I revere this paper's political columnist, Andrew Marr, but isn't it about time he got together with other commentators in order finally to sort out Euroterminology? Taking stock of the present confusion, it seems to me that those who hate the EU are known as Eurosceptics, though they wish to be known as Eurorealists and should be known as Europhobes; while those who love the idea of Europe are known as Europhiles although most have to pretend to be Eurosceptics. This is a bit rough on the pragmatists who should rightly be called Eurosceptics but are called Europhobes or Europhiles depending on who is attacking them: presumably, Teresa Gorman calls them Eurowimps.
May I offer a new category based on my position? I think it necessary for peace and trade that we help to forge a strong Europe, so I'm a Europhile. However, I think we must keep a tight eye on EU institutions with a view to making them efficient and containing their overweening pretensions, so I'm a Eurosceptic. But I get furious every time the EU dictates to the United Kingdom on anything from pension rights to mushy peas, so at heart I'm a Europhobe. I think I may be standing squarely with the Prime Minister in what I consider to be the perfectly respectable category of Euroditherer.
I switched on the television yesterday morning and paused briefly to hear a young man on a religious programme talking about the new US celibacy movement. "More people," he explained earnestly, "are becoming virgins than ever before." Isn't America wonderful?
I have to hand it to the Treasury. Even when I was a civil servant, I rarely had a good word for it: I disliked its narrowness and self-righteousness. It was no surprise, when I reported that an extremely able member of my staff was so catastrophically bad with people as to be unemployable anywhere except the Treasury, that they took him on like a shot. Since then I have grown to hate the institution more for its crazy yet arrogant short-termism: it would rather save sixpence today than earn a fiver tomorrow. Yet I must acknowledge its incorruptibility and consistency. Not only have its officials savagely cut their own jobs, but they're proposing to lease their building to developers and share it with the private sector.

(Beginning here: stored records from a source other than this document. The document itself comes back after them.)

PR #1376, opened 2020-09-19
Config to specify isolation technology for container

rahul-kulkarni73:


dermot-hardy:
Hi.  Is there a way to reference the plugin built from this branch?

rohanKanojia:
I think https://jitpack.io/ might help

rhuss (commented):
Thanks a lot for the PR ! Sound reasonable to me, we will consider this for one of the next releases (but please note that this plugin is on low maintenance mode, which means things might take a bit longer than normally).

Do you know since which API version the `Isolation` option is available for Docker ?

rahul-kulkarni73:
Kernel namespaces were introduced between kernel version 2.6.15 and 2.6.26. This means that since July 2008 (date of the 2.6.26 release ), namespace code has been exercised and scrutinized on a large number of production systems.
https://man7.org/linux/man-pages/man7/namespaces.7.html

Seems like docker allowed process isolation in this version 
https://github.com/docker/docker-ce/releases/tag/v18.09.1 (Jan 2019)
https://github.com/docker/engine/pull/81 

Found this docker doc dated 2016 https://www.docker.com/sites/default/files/WP_IntrotoContainerSecurity_08.19.2016.pdf.

rahul-kulkarni73:
@rhuss Any updates on possibility of getting this change in ?

rohanKanojia:
Sorry for late response. I think we should get this in for our upcoming release (`0.35.0`) Let's try to get this merged in coming week so that we can have it in our next release

rhuss (commented):
Looks good to me, and I guess that since this feature is added on request, it's not harmful when running against an older Docker that is not supporting that parameter (as in this case the user needs to take care whether to configure `Isolation` or not)

Please add a `doc/changelog.md` entry, then I think we are good to merge.

rohanKanojia (approved):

Newcomers might like to take up the suggestion of one of my former colleagues who was once temporarily based in the Treasury. Becoming impatient with endless trekking along the 15 miles of corridors, he formally proposed the introduction of scooters. Sniffy remarks about unacceptable frivolity followed. I hope he was merely ahead of his time: such an innovation would add greatly to the efficiency and gaiety of the place, and nowadays, after all, the scooters could be financed through sponsorship.
I lamented to the tenant of my affections (TOMA) last week that I had never heard of Eric Cantona. "Why should you?" he said robustly.
"Because only a High Court judge would be ignorant about a man who gets coverage on 12 pages of the Sun. Seems to be as famous as OJ Simpson."
"Who," inquired the TOMA in all seriousness, "is OJ Simpson?"
Entries to my common cold competition are still coming in. The first arrived by telephone last Monday from Henry Kelly, whom I austerely disqualified on the grounds of friendship. However, the pun he provided is so awful as to be worth recording. Did I not, he demanded, recall the following from one of our contemporaries in the Literary and Historical Debating Society in University College Dublin? "A cold can be either positive or negative. Sometimes the eyes: sometimes the nose."